--- Directions for this task ---
Restate every line of the material, word for word.

--- Data extract ---
________
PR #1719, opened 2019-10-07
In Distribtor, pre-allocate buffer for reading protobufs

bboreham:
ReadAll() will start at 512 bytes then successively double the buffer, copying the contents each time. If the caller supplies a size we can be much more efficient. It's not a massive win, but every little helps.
________
--- Solution to the exercise ---
PR #1719, opened 2019-10-07
In Distribtor, pre-allocate buffer for reading protobufs

bboreham:
ReadAll() will start at 512 bytes then successively double the buffer, copying the contents each time. If the caller supplies a size we can be much more efficient. It's not a massive win, but every little helps.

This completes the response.